An Audience and Me
I am a strong person. I have been through some tough times and I know that I can rely on myself. I am Gloria Gaynor, I will survive. I know that I can make intelligent decisions (oh yes, I am very capable of making quite stupid mistakes as well). Yet, when I am riding and there is an audience (people watching or an instructor helping me) I turn into this brainless, clueless blond caricature of a 1950’s housewife. There is probably something in my personality type that makes me turn into a blank canvas when there are people around. I can no longer concentrate on my riding or just keep riding while saying hi, or having a short chat. No, I turn into an empty piece of paper (or rather an empty screen) in front a columnist suffering from writer’s block.
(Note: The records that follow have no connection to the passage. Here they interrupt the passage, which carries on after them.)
PR #2156, opened 2021-04-22
[CHANGED] Randomize Leafnode remote URLs and add option to disable

### LINKED ISSUE #2153: NATS LeafNode remote URLs : Config to shuffle, on by default
## Feature Request
Please allow the shuffling of leaf node remote URLs.

#### Use Case:
All leaf nodes start with the same config, the same ordered list of leaf remote URLs. This causes the first server to pick up all leafs by default. Unlike other client connections, which have the option to disable node shuffling, this is on by default.

#### Proposed Change:
Add a config for LeafRemotes "noShuffle" mode.
Add a function to randomize or shuffle the pool of remote URLs.

All nats cluster operators with a multitude of leaf-node connections.

variadico:
Currently, leafnode remote URLs are kept in order when parsed. This change randomizes the order of URLs by default and adds an option to disable this behavior, returning you to the way it was before.

```
leafnodes {
  remotes = [
    {
      dont_randomize: true
      url: [
        "nats-leaf://host1:7422"
        "nats-leaf://host2:7422"
        "nats-leaf://host3:7422"
        "nats-leaf://host4:7422"
      ]
      account: fizzbuzz
      credentials: "./fizzbuzz.creds"
    }
  ]
}
```

Resolves #2153

/cc @nats-io/core

### DIFF
--- a/server/opts.go
+++ b/server/opts.go
@@ -139,6 +139,7 @@ type LeafNodeOpts struct {
 // RemoteLeafOpts are options for connecting to a remote server as a leaf node.
 type RemoteLeafOpts struct {
 	LocalAccount string      `json:"local_account,omitempty"`
+	NoRandomize  bool        `json:"-"`
 	URLs         []*url.URL  `json:"urls,omitempty"`
 	Credentials  string      `json:"-"`
 	TLS          bool        `json:"-"`
@@ -1761,6 +1762,8 @@ func parseRemoteLeafNodes(v interface{}, errors *[]error, warnings *[]error) ([]
 		for k, v := range rm {
 			tk, v = unwrapValue(v, &lt)
 			switch strings.ToLower(k) {
+			case "no_randomize", "dont_randomize":
+				remote.NoRandomize = v.(bool)
 			case "url", "urls":
 				switch v := v.(type) {
 				case []interface{}, []string:
--- a/server/opts_test.go
+++ b/server/opts_test.go
@@ -16,6 +16,7 @@ package server
 import (
 	"bytes"
 	"crypto/tls"
+	"encoding/json"
 	"flag"
 	"fmt"
 	"io/ioutil"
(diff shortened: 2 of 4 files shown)


server/opts.go
```diff
@@ -1842,6 +1846,11 @@ func parseRemoteLeafNodes(v interface{}, errors *[]error, warnings *[]error) ([]
 				}
 			}
 		}
+		if remote.ShuffleURLs {
+			rand.Shuffle(len(remote.URLs), func(i, j int) {
```
kozlovic, line 1850: I would not do the shuffling in parsing of options (which would make your test to have to be updated). The reason is that users embedding the server would not benefit from that if they configure the server directly with options.
I recommend doing checks/validations in code that is done in NewServer() which then means it applies to both config and direct options. For leafnode, this would be `validateLeafNode()`.

server/opts_test.go
```diff
@@ -2383,6 +2384,127 @@ func TestParsingLeafNodeRemotes(t *testing.T) {
 			t.Fatalf("Expected %v, got %v", expected, opts.LeafNode.Remotes[0])
 		}
 	})
+
+	t.Run("shuffle remote urls no effect", func(t *testing.T) {
```
kozlovic, line 2388: Unfortunately, you would have to change those tests if you move the shuffling. You would even have to add test with direct options (so 4 tests total): 2 with ProcessConfigFile() followed by NewServer() and then check remotes' urls array, and 2 with creation Options and setting options directly and then calling NewServer() and checking remotes.
Let me know if you need more details on that.

kozlovic (changes requested):

server/opts.go
variadico: Aaah, ok. Great thanks, will take another look.

matthiashanel:
@variadico @kozlovic , wondering if we should enable this by default and provide an option to turn it off. In part because this is the right thing to do, Why make it harder by having to enable the better behavior.

ripienaar:
Agree. Should be default.

kozlovic:
Yes, sorry I missed that too. Since I saw the discussion on Slack and issue reported by Don R., I assumed that this was the direction we would take. @variadico The flag would have to be a negative, like "NoSuffle" or something like that.

variadico:
All right. Got some updates.

* Moved `rand.Shuffle` to `validateLeafNode`
* Made `rand.Shuffle` the default behavior
* Changed the name "shuffle" to "random" to match the term the NATS client uses (any thoughts on this?)
* Updated the parsing code
* Added new tests

kozlovic (approved):
LGTM!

In a sense it is quite funny. My mind blocks. I tell myself to think, to act, to do, and I just end up saying to myself: “sorry, it is not functioning up there right now. Your brain is out of order at the moment. We will reboot your system; however, this will take a while. Until your brain has completed its reboot cycle, please sit back, fasten your seat belts and follow orders as instructed. Under no circumstances take any initiative. Should you run across a molecular cell which does contain the ability of self-expression and some guts, please be aware, that if you follow its direction, within seconds your millions of clueless cells will take over, and you will be left looking blank while your brain cells are on strike.”
That is a very strange state for me. I am impatient and like to take action. At times I really have to control myself not to react too quickly. Yet on my horse I can experience the total shut down. My reaction leaves me feeling quite ambivalent. Why do I act like this, why can’t I think anymore? I haven’t completely figured that one out yet. It is partly due to the fact that I am a perfectionist. As my horse is involved I need to be perfect in my riding, my aids, my bravery and in being consistent at all times. Reality is that I am a 48 year old chicken with not enough experience: that says it all. Yet what I forget at times when I am riding is that it is okay to set perfectionism at my own level. My horse will appreciate it, gives him a little more time. And I need to learn that making mistakes is a valuable part of learning. If that is applicable to the rest of us, I should not make myself the exception. It is okay for me to make mistakes as that will help me learn and grow.
I think that may be the explanation to my total brain reboot. Although it is difficult to change your own behavior, I love learning more about myself and trying to figure out why I behave in certain ways. It makes life interesting. It still bugs the ..PEEP.. out of me that I cannot fully control it yet, but I will get there.